WHAT YOU SHOULD DO
The span to be transcribed begins with the line that contains "Track CDC event" and ends with the last line of the listing; copy it exactly and include nothing else.

DATA EXCERPTS
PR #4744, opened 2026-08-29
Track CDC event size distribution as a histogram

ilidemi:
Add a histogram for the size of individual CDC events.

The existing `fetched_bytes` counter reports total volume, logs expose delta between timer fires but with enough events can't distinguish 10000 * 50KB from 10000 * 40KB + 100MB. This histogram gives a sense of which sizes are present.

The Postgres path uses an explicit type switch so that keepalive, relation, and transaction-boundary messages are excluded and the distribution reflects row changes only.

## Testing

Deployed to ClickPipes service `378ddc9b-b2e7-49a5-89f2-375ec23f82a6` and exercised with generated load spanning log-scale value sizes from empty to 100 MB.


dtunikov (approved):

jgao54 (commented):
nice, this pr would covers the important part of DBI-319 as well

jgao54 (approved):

REPLY TO THE TASK
Track CDC event size distribution as a histogram

ilidemi:
Add a histogram for the size of individual CDC events.

The existing `fetched_bytes` counter reports total volume, logs expose delta between timer fires but with enough events can't distinguish 10000 * 50KB from 10000 * 40KB + 100MB. This histogram gives a sense of which sizes are present.

The Postgres path uses an explicit type switch so that keepalive, relation, and transaction-boundary messages are excluded and the distribution reflects row changes only.

## Testing

Deployed to ClickPipes service `378ddc9b-b2e7-49a5-89f2-375ec23f82a6` and exercised with generated load spanning log-scale value sizes from empty to 100 MB.


dtunikov (approved):

jgao54 (commented):
nice, this pr would covers the important part of DBI-319 as well

jgao54 (approved):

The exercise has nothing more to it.